Comair CEO Erik Venter, centre. Picture: FREDDY MAVUNDA
Comair CEO Erik Venter, centre. Picture: FREDDY MAVUNDA

If ailing South African Airways (SAA) were to reduce its scheduled flights, it could help to get rid of the "suicidally" cheap tickets at the bottom end of the domestic market, says Comair CEO Erik Venter.

"If SAA stopped flying tomorrow, there would be enough seats in the market to accommodate all its passengers," said Venter, as Comair reported a 54% rise in taxed profit to R297m for the year to end-June on revenues that had increased by 2%. Costs increased by only 1% as the airline continued its relentless focus on improving its efficiency every year.

Venter said that about 25% of total seats in the domestic airline market went unsold.

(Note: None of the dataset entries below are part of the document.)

PR #11802, opened 2026-08-31
Persist rack size when a warehouse storage upgrade grows it

genericJE:
# Checklist

To be upfront: AI (Claude) was used for all of this change, at my prompting. That covers finding the cause, the one added line in `TileEntityRack.upgradeRackSize()`, and this description. Please review it critically.

# Related issues
No existing issue. I looked and did not find one covering this.

This does not overlap with my other open pull request, which changes `upgradeContainers`. This one is only about persistence, and the two can be taken independently.

- Call `setChanged()` at the end of `TileEntityRack.upgradeRackSize()`, so a rack that grows during a warehouse storage upgrade is actually written back.

`upgradeRackSize()` replaced the inventory and sent a block update, but never marked the block entity changed:

```java
        inventory = tempInventory;
        final BlockState state = level.getBlockState(worldPosition);
        level.sendBlockUpdated(worldPosition, state, state, 0x03);
        invalidateCap();
    }
```

Nothing flagged the chunk unsaved, and chunk saving skips chunks that are not marked unsaved, so the larger size existed only in memory. On reload the racks reverted to their previous size, while the storage upgrade counter in the colony data persisted normally. The warehouse then believes it is upgraded while its racks are back to the base slot count, so `searchMostEmptyRack` runs out of completely empty slots earlier than it should and reports the warehouse as full.

I think this may be behind the reports of a warehouse announcing that it is full while its racks still have room, where setting Repair Building restores it. A repair rebuilds the racks through `registerBlockPosition` and dirties those chunks as it places blocks, so that time the sizes survive.

Testing, on 1.21.1 with a level 5 warehouse holding 184 racks across six chunks. Before the change, storage upgrades persisted only in the single chunk holding the hut block, 18 racks, and the remaining 166 were back to the base size after a reload, including after a clean quit to title. With the change, all 184 racks in all six chunks kept their new size, and they were written during an ordinary autosave rather than needing a shutdown. I read the rack sizes back out of the region files directly rather than counting slots in the GUI, because a double rack shows both halves combined and is easy to misread.

Review please

### DIFF
--- a/src/main/java/com/minecolonies/core/tileentities/TileEntityRack.java
+++ b/src/main/java/com/minecolonies/core/tileentities/TileEntityRack.java
@@ -281,6 +281,9 @@ public class TileEntityRack extends AbstractTileEntityRack implements IMateriall
         final BlockState state = level.getBlockState(worldPosition);
         level.sendBlockUpdated(worldPosition, state, state, 0x03);
         invalidateCap();
+        // Without this the enlarged rack is never written back, so the extra slots are
+        // lost on reload while the warehouse still counts the storage upgrade.
+        setChanged();
     }
 
     @Override


Thodor12:
There is one thing about letting AI an do an audit. But if you do not verify these issues yourself in-game where possible, then what's the point? Maybe the AI doesn't see something in our enormous codebase.

This isn't broken at all, maybe it's an improvement but unless there's a physical report of this being broken in-game, there is no need for this change at all. And frankly speaking, I don't think this is broken or a bug report would've surfaced LONG ago on this topic.

MotionlessTrain:
> This isn't broken at all, maybe it's an improvement but unless there's a physical report of this being broken in-game, there is no need for this change at all.

The last part of the PR description, which tells you how to test it, does seem to have found a bug
And I can remember there being some wonkiness with it, but nobody ever made a bug report. And this is a feature which is not used very often, I believe

genericJE:
@Thodor12 I have tested this in a running instance. I verified the bug, that the racks weren't upgrading / not saving properly. Then, after compiling a new jar with this 1 line it upgraded the racks properly and saved them to disk properly.

I launched this investigation because I am experiencing a bug on my server that I host and play on with my friends. And the last few times after I launched the server after full shutdown the courier was complaining about not having enough space in the warehouse even though there were tons of empty racks. I have not tried it on that server, because i don't want to distribute this fix to my friends if it's not in a release. I'm hoping this will also resolve that problem. 

I have some in-game screenshots that show the racks at different upgrade levels after reloading the world.

MotionlessTrain:
Yeah, I did have the feeling that this was a shortcut of a bug report and an immediate fix for it

Raycoms (approved):

genericJE:
I'm running this on my server now and it seems to have fix my original problem as well. I believe the original cause was porting the 1.19 version over to 1.21.

someaddons (approved):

Passenger numbers in the market rose 2.3% during the year, but the industry has experienced minimal growth since 2008, and with the economy weak and profit margins narrow, Comair is increasingly looking to its non-airline businesses — in pilot and crew training centres, travel and catering, and the Slow Lounges.

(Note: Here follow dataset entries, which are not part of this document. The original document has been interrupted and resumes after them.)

PR #11807, opened 2026-09-01
Request related fixes

Raycoms:
# Checklist

# Related issues
Closes #
Closes #

- Fix buggy remote fulfillment
- More gracefully handle requests for raw things in the dining hall

Review please

### DIFF
--- a/src/main/java/com/minecolonies/core/client/gui/modules/RequestTreeWindowModule.java
+++ b/src/main/java/com/minecolonies/core/client/gui/modules/RequestTreeWindowModule.java
@@ -5,6 +5,7 @@ import com.ldtteam.blockui.PaneBuilders;
 import com.ldtteam.blockui.controls.*;
 import com.ldtteam.blockui.views.ScrollingList;
 import com.minecolonies.api.colony.IColonyView;
+import com.minecolonies.api.colony.requestsystem.location.ILocation;
 import com.minecolonies.api.colony.requestsystem.request.IRequest;
 import com.minecolonies.api.colony.requestsystem.request.RequestState;
 import com.minecolonies.api.colony.requestsystem.requestable.IDeliverable;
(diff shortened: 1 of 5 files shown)


src/main/java/com/minecolonies/core/client/gui/modules/RequestTreeWindowModule.java
```diff
@@ -274,7 +275,12 @@ public final boolean isCancellable(final IRequest<?> request)
      */
     public final boolean isFulfillable(final IRequest<?> request)
     {
-        if (!(this instanceof IRequestTreeSupportsFulfill) || !(request.getRequest() instanceof IDeliverable deliverable))
+        if (!(this instanceof IRequestTreeSupportsFulfill requestTreeSupportsFulfill) || !(request.getRequest() instanceof IDeliverable deliverable))
```
someaddons: uhm why are we using this weird mixin style interface check cast here for a child class of this class? That should be just normal calls you can override?

src/main/java/com/minecolonies/core/colony/buildings/modules/RestaurantMenuModule.java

In the latest year, these had contributed 20% of earnings.

It was a "nice clean year" in which the exchange rate and dollar oil prices were relatively stable after the group was hit in 2016 by currency losses on a dollar loan as well as on losses as it exited its oil hedges. Cash generation was up 28%, which will help Comair to continue investing in new aircraft.

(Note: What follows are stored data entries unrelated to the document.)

PR #11813, opened 2026-09-04
Add-On Mod Happiness Support

armele:
# Checklist
- [X] I have read and accept the [Contributing guidelines](https://github.com/ldtteam/.github/blob/master/CONTRIBUTING.md)

AI was used for analyzing the failure path of why my 3rd party happiness modifiers weren't working, and to review the corrections.

# Related issues
Closes None

Happiness modifier deserialization was restricted by a hard-coded list of native modifier instance IDs. This changes the logic such that modifier reconstruction is now validated against the registered modifier type stored in the serialized data instead of the modifier’s instance ID.

## Before
When loading saved citizen data or synchronizing citizen data to a client, CitizenHappinessHandler only reconstructed a modifier when its instance ID appeared in VALID_HAPPINESS_MODIFIERS.

As a result, add-on mods could register custom happiness modifier types and functions, but could not successfully persist or synchronize modifier instances with add-on-defined IDs. These modifiers were discarded during deserialization and therefore could not reliably survive world reloads, reach clients, or appear in the existing happiness UI.

Unknown modifier types could also cause unsafe registry lookups during loading.

## After
Modifier reconstruction is now validated against the registered modifier type stored in the serialized data instead of the modifier’s instance ID.

This allows add-on mods to:
- Register custom happiness modifier types and happiness functions.
- Use their own modifier instance IDs.
- Persist custom modifiers across save and reload.
- Synchronize custom modifiers to clients.
- Display custom modifiers in the existing citizen happiness UI.
- Register against stable, public registry ID constants rather than duplicating MineColonies’ registry-name strings.

Missing, malformed, or broken modifier types are logged and safely skipped without interrupting the rest of citizen-data deserialization.

Preconstructed native modifiers continue to be updated in place, preserving runtime-only configuration such as their rollover predicates. The legacy VALID_HAPPINESS_MODIFIERS constant remains available for API compatibility but is deprecated and no longer controls reconstruction.

Review please

### DIFF
--- a/src/main/java/com/minecolonies/api/entity/citizen/happiness/HappinessRegistry.java
+++ b/src/main/java/com/minecolonies/api/entity/citizen/happiness/HappinessRegistry.java
@@ -10,6 +10,7 @@ import net.minecraft.resources.ResourceLocation;
 import net.minecraftforge.registries.IForgeRegistry;
 import net.minecraftforge.registries.RegistryObject;
 import org.jetbrains.annotations.NotNull;
+import org.jetbrains.annotations.Nullable;
 
 import java.util.function.Function;
 import java.util.function.Supplier;
@@ -69,33 +70,35 @@ public class HappinessRegistry
      * @param persist  whether we're reading from persisted data or from networking.
      * @return the modifier instance.
      */
+    @Nullable
     public static IHappinessModifier loadFrom(@NotNull final CompoundTag compound, final boolean persist)
     {
-        final ResourceLocation modifierType = compound.contains(NbtTagConstants.TAG_MODIFIER_TYPE)
-                                                ? new ResourceLocation(compound.getString(NbtTagConstants.TAG_MODIFIER_TYPE))
-                                                : new ResourceLocation(Constants.MOD_ID, "null");
-        final IHappinessModifier modifier = getHappinessTypeRegistry().getValue(modifierType).create();
-
-        if (modifier != null)
+        final ResourceLocation modifierType = ResourceLocation.tryParse(compound.getString(NbtTagConstants.TAG_MODIFIER_TYPE));
+        if (modifierType == null || !getHappinessTypeRegistry().containsKey(modifierType))
         {
-            try
+            Log.getLogger().warn("Unknown Happiness Modifier type '{}', its state cannot be restored.", modifierType);
+            return null;
+        }
+
+        try
+        {
+            final HappinessFactorTypeEntry entry = getHappinessTypeRegistry().getValue(modifierType);
+            final IHappinessModifier modifier = entry == null ? null : entry.create();
+            if (modifier == null)
             {
-                modifier.read(compound, persist);
-            }
-            catch (final RuntimeException ex)
-            {
-                Log.getLogger()
-                  .error(String.format("A Happiness Modifier %s has thrown an exception during loading, its state cannot be restored. Report this to the mod author",
-                    modifierType), ex);
+                Log.getLogger().warn("Happiness Modifier type '{}' has no usable factory, its state cannot be restored.", modifierType);
                 return null;
             }
-        }
-        else
-        {
-            Log.getLogger().warn(String.format("Unknown Happiness Modifier type '%s' or missing constructor of proper format.", modifierType));
-        }
 
-        return modifier;
+            modifier.read(compound, persist);
+            return modifier;
+        }
+        catch (final RuntimeException ex)
+        {
+            Log.getLogger().error("A Happiness Modifier of type '{}' has thrown an exception during loading, its state cannot be restored. Report this to the mod author.",
+              modifierType, ex);
+            return null;
+        }
     }
 
     /**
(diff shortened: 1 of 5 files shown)


src/main/java/com/minecolonies/api/util/constant/HappinessConstants.java
```diff
@@ -60,6 +60,12 @@ public final class HappinessConstants
     public static final String FOOD             = "food";
     public static final String HADGREATFOOD     = "greatfood";
 
+    /**
+     * Legacy list of MineColonies happiness modifier instance IDs.
+     *
+     * @deprecated Modifier reconstruction is validated through the happiness factor type registry instead.
+     */
+    @Deprecated
     public static final Set<String> VALID_HAPPINESS_MODIFIERS = ImmutableSet.of(HOMELESSNESS,
```
Thodor12: Probably fine to remove this too. Minecolonies doesn't need to always bin compatible as we do not directly need to justify ourselves against addons. (And realistically this is one of those things that addons should never directly talk to)

src/main/java/com/minecolonies/apiimp/CommonMinecoloniesAPIImpl.java
```diff
@@ -313,13 +313,13 @@ public void onRegistryNewRegistry(final NewRegistryEvent event)
                        .setIDRange(0, Integer.MAX_VALUE - 1), (b) -> questDialogueAnswerRegistry = b);
 
         event.create(new RegistryBuilder<HappinessRegistry.HappinessFactorTypeEntry>()
-                       .setName(new ResourceLocation(Constants.MOD_ID, "happinessfactortypes"))
+                       .setName(HappinessRegistry.HAPPINESS_FACTOR_TYPE_REGISTRY_ID)
```
Thodor12, line 316: Probably better to keep the consistency with the old code here and not reuse constants for this. (This has changed in 1.21)

src/main/java/com/minecolonies/apiimp/initializer/ModHappinessFactorTypeInitializer.java
```diff
@@ -19,8 +18,8 @@
  */
 public final class ModHappinessFactorTypeInitializer
 {
-    public final static DeferredRegister<HappinessFactorTypeEntry> DEFERRED_REGISTER_HAPPINESS_FACTOR = DeferredRegister.create(new ResourceLocation(Constants.MOD_ID, "happinessfactortypes"), Constants.MOD_ID);
-    public final static DeferredRegister<HappinessFunctionEntry> DEFERRED_REGISTER_HAPPINESS_FUNCTION = DeferredRegister.create(new ResourceLocation(Constants.MOD_ID, "happinessfunction"), Constants.MOD_ID);
+    public final static DeferredRegister<HappinessFactorTypeEntry> DEFERRED_REGISTER_HAPPINESS_FACTOR = DeferredRegister.create(HAPPINESS_FACTOR_TYPE_REGISTRY_ID, Constants.MOD_ID);
```
Thodor12, line 21: Ditto here for the constants, do not use constants.

src/main/java/com/minecolonies/api/entity/citizen/happiness/HappinessRegistry.java
```diff
@@ -69,33 +70,35 @@ public IHappinessModifier create()
...
-        if (modifier != null)
+        try
         {
-            try
-            {
-                modifier.read(compound, persist);
-            }
-            catch (final RuntimeException ex)
+            final HappinessFactorTypeEntry entry = getHappinessTypeRegistry().getValue(modifierType);
+            final IHappinessModifier modifier = entry == null ? null : entry.create();
```
Thodor12, line 86: Instead of doing this, isn't it better to put the early return here and then calling .create() on a known non null instance. Given this method should not be nullable.

Thodor12, line 86: Also this is realistically dead code given that you already have a containsKey check ahead of this.

src/main/java/com/minecolonies/api/entity/citizen/happiness/HappinessRegistry.java
```diff
@@ -69,33 +70,35 @@ public IHappinessModifier create()
      * @param persist  whether we're reading from persisted data or from networking.
      * @return the modifier instance.
      */
+    @Nullable
```
Thodor12, line 73: You didn't change the caller to account for the fact this can return null now?

Thodor12 (changes requested):

Thodor12:
Also, side question, but the citizen UI is currently constrained to the fact a certain amount of happiness values are prepared. Is the UI even ready to dynamically receive other happiness modifiers and/or is it even a scroll container yet?

src/main/java/com/minecolonies/api/util/constant/HappinessConstants.java
armele: Removed!

armele:
> Also, side question, but the citizen UI is currently constrained to the fact a certain amount of happiness values are prepared. Is the UI even ready to dynamically receive other happiness modifiers and/or is it even a scroll container yet?

Because my attempt to add modifiers failed upstream from this, I haven't gotten that far in evaluating the impact of adding the new ones.  My plan was to get past this persistence block, go again at adding custom happiness modifiers (out of Salvation, fwiw) and then evaluate UI impact.

src/main/java/com/minecolonies/apiimp/initializer/ModHappinessFactorTypeInitializer.java
armele: So for the port, would I change this to a constant in 1.21.1 with the port?

Thodor12: In 1.21 they are already constants

src/main/java/com/minecolonies/api/entity/citizen/happiness/HappinessRegistry.java
armele: That's a fair point...  Will refactor.

src/main/java/com/minecolonies/api/entity/citizen/happiness/HappinessRegistry.java
armele: Caller was null safe already, actually.  Just added the annotation for clarity.
```
                    final IHappinessModifier modifier = HappinessRegistry.loadFrom(compoundTag, persist);
                    if (modifier != null)
                    {
                        happinessFactors.put(modifier.getId(), modifier);
                    }
```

Comair’s uninterrupted record of profitability is in stark contrast to the woes of its rival, state-owned airline SAA, which has 55 aircraft to Comair’s 26 but employs six times Comair’s staff of 1,950 people. Comair won a R1.1bn damages case against SAA for uncompetitive behaviour in February, but SAA has appealed against the decision.

Comair has cross-appealed and is now seeking, altogether, R1.9bn in damages.